Exercise goal:
Once you find the line that contains "The testsuite is", write out that line and every line after it to the end of the records, exactly and with nothing else.

Dataset items:
= Beginning of Section =

PR #80, opened 2016-12-13
Alloc API change (3/4)

stedolan:
(the expected number of pull requests keeps increasing, but I'm pretty sure the next one will be the last...)

Remove most uses of `Field`. This pull request handles the large number of fairly-easy cases. The next one will contain some trickier ones that require more careful review (places where the current code relies on subtle GC invariants).

The changes to win32unix and win32graph are untested.

### DIFF
--- a/byterun/alloc.c
+++ b/byterun/alloc.c
@@ -46,11 +46,13 @@ CAMLexport value caml_alloc (mlsize_t wosize, tag_t tag)
         Op_val(result)[i] = init_val;
       }
     }
+
+    if (tag == Stack_tag) Stack_sp(result) = 0;
   }else{
     result = caml_alloc_shr (wosize, tag);
-    if (tag == Stack_tag) Stack_sp(result) = 0;
-    result = caml_check_urgent_gc (result);
+    result = caml_check_urgent_gc(result);
   }
+
   return result;
 }
 
@@ -226,8 +228,8 @@ CAMLexport int caml_convert_flag_list(value list, const int *flags)
   int res;
   res = 0;
   while (list != Val_int(0)) {
-    res |= flags[Int_val(Field(list, 0))];
-    list = Field(list, 1);
+    res |= flags[Int_field(list, 0)];
+    list = Field_imm(list, 1);
   }
   return res;
 }
@@ -252,6 +254,8 @@ CAMLprim value caml_alloc_dummy_float (value size)
 
 CAMLprim value caml_update_dummy(value dummy, value newval)
 {
+  CAMLparam2(dummy, newval);
+  CAMLlocal1(x);
   mlsize_t size, i;
   tag_t tag;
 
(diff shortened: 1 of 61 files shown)


byterun/alloc.c
```diff
@@ -46,11 +46,13 @@ CAMLexport value caml_alloc (mlsize_t wosize, tag_t tag)
         Op_val(result)[i] = init_val;
       }
     }
+
+    if (tag == Stack_tag) Stack_sp(result) = 0;
```
kayceesrk: what's the reasoning behind this change?

byterun/array.c
```diff
@@ -35,9 +35,12 @@ CAMLexport int caml_is_double_array(value array)
 
 CAMLprim value caml_array_get_addr(value array, value index)
 {
+  CAMLparam2(array, index);
+  CAMLlocal1(x);
   intnat idx = Long_val(index);
   if (idx < 0 || idx >= Wosize_val(array)) caml_array_bound_error();
-  return Field(array, idx);
+  caml_read_field(array, idx, &x);
```
kayceesrk: Do we need `CAMLParam`/`CAMLlocal` in this function at all? The variables are not live across this safe point.

byterun/array.c
```diff
@@ -100,10 +103,13 @@ CAMLprim value caml_array_unsafe_get_float(value array, value index)
...
 CAMLprim value caml_array_unsafe_get(value array, value index)
 {
+  CAMLparam2(array, index);
+  CAMLlocal1(x);
   if (Tag_val(array) == Double_array_tag)
-    return caml_array_unsafe_get_float(array, index);
+    x = caml_array_unsafe_get_float(array, index);
   else
-    return Field(array, Long_val(index));
+    caml_read_field(array, Long_val(index), &x);
```
kayceesrk: Same comments as `caml_array_get_addr`. It should be worthwhile optimising for the array access.

kayceesrk:
I've skimmed through the rest of the commits. Have you run this PR through the unit tests from the testsuite? Some of them are broken now (backtraces, finalizers, etc), but there are some useful ones in there.

byterun/alloc.c
stedolan: `caml_alloc` used to initialise `Stack_sp(result)` only in the too-big-for-minor-heap case, which seems like a bug. This commit always initialises `Stack_sp`, in `caml_alloc` for small allocations and in `caml_alloc_shr` for large ones.

stedolan:
Your suggested changes to `array.c` are correct, but I wasn't terribly concerned with performance there: in native code array access is inlined, so these functions only matter with bytecode.

The testsuite is no more broken with this patch than in master, but neither are in good shape. Debugging some stuff that really shouldn't be failing in `tests/typing-gadts` at the moment, but I don't think it has anything to do with this patch (it also fails on master).

byterun/alloc.c
kayceesrk: That makes sense.

kayceesrk:
Looks good to me.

= End of Section =

Response to this task:
The testsuite is no more broken with this patch than in master, but neither are in good shape. Debugging some stuff that really shouldn't be failing in `tests/typing-gadts` at the moment, but I don't think it has anything to do with this patch (it also fails on master).

byterun/alloc.c
kayceesrk: That makes sense.

kayceesrk:
Looks good to me.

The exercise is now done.